Покушение на историю Смерть, и гонения, и напасти, и вся видимая злая перед глазами ти да будут по все дни и времена.
Владимир Мономах
Мораль этой истории еще не скоро будет понята до конца…
Поздней осенью 1237 года орды Батыя устремились к Рязани, откуда должен был начаться погром русской земли, а следом всей остальной Европы.
Позади в пепелище осталось царство прикамских булгар. Двигались хлебнувшие крови, погрузившие руки в добычу, захлестнувшие аркан на шее поверженных, разгоряченно стремившиеся вперед к закромам всех народов, какие встретятся на пути к Последнему морю. Так завещал Чингисхан, которого помнили, знали, с кем выжгли землю от мутных рек Поднебесной империи до причерноморских степей. Внук «потрясателя вселенной» довершал начатое, он вел их к соленой воде океана, к тому краю света, где западает солнце, и дорога туда была теперь ближе, чем к месту, где оно восстает из вод и где уже побывал конь степняка. Сражения и победы, золото и рабы, стоны втоптанных в пыль и упоение силой; и когда все завершится, то каждый станет богат и можно сладостно подремать у костра, зная, что весь мир покорно служит тебе.

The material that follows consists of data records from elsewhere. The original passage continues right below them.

PR #1827, opened 2025-09-14
Fixing setup.ps1

husain-zaidi:
Adding missing }


wensi-ai:
Hi, thanks for pointing this out! We already have it fixed in the main branch, please pull the latest changes and the setup should work now.

PR #1831, opened 2025-09-18
[feat]: adds support for uv package manager

wpumacay:
- Adds support to setup.sh script for the UV package manager, when using a custom environment. Just changes call to `pip` with `uv pip` if the `--use-uv` flag is given
- Tested it on Arch Linux as platform, and `uv 0.8.17`
- There's a weird issue when installing `bddl` in development mode with `-e`, so had to install it in normal mode like this: `uv pip install $WORKDIR/bddl`


wensi-ai:
Closing this for now, feel free to reopen if needed.

PR #1836, opened 2025-09-20
Add storage requirements to docs

Cascoopman:
I ran out of disk space running the installation steps on a fresh VM with 100GB. Got out of disk error. After installation the final size required is about 70GB, but during the process it requires more.


wensi-ai:
Hi @Cascoopman , we have updated our installation process of the dataset so now it should be good. Feel free to reopen if you still spot the same issue!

Остановить их могла разве что внезапная смерть полководца. Но такая смерть не грозила Батыю, ибо что совершилось в истории, то уже неизменно. Если не принимать в расчет тех двоих, что в ночной тьме подкрадывались к шатру победоносного воителя. Они уже миновали наружные посты.
Ничтожно трехсоттысячное полчище степняков среди просторов земли, но внутри становища — огромно. И даже сонное оно опасней гнезда ядовитых змей. На что может рассчитывать проникший туда смельчак? Пусть осенний мрак непрогляден, а разноплеменная орда крепко спит. Но тьма, в которой ты сам незряч, и предаст: либо невольный шорох встревожит охрану, либо ненароком всполошишь собак, либо сослепу напорешься на вышедшего до ветру степняка, который чует не хуже собаки. Но даже если и повезет, кто подберется незамеченным к золотистому шатру Батыя? Здесь не гаснут костры, тут бессонная стража, охраняющая не так от врагов, как от своих же ханов, которые жаждут погибели джихангира. Такие есть, и никому не прокрасться к ложу владыки.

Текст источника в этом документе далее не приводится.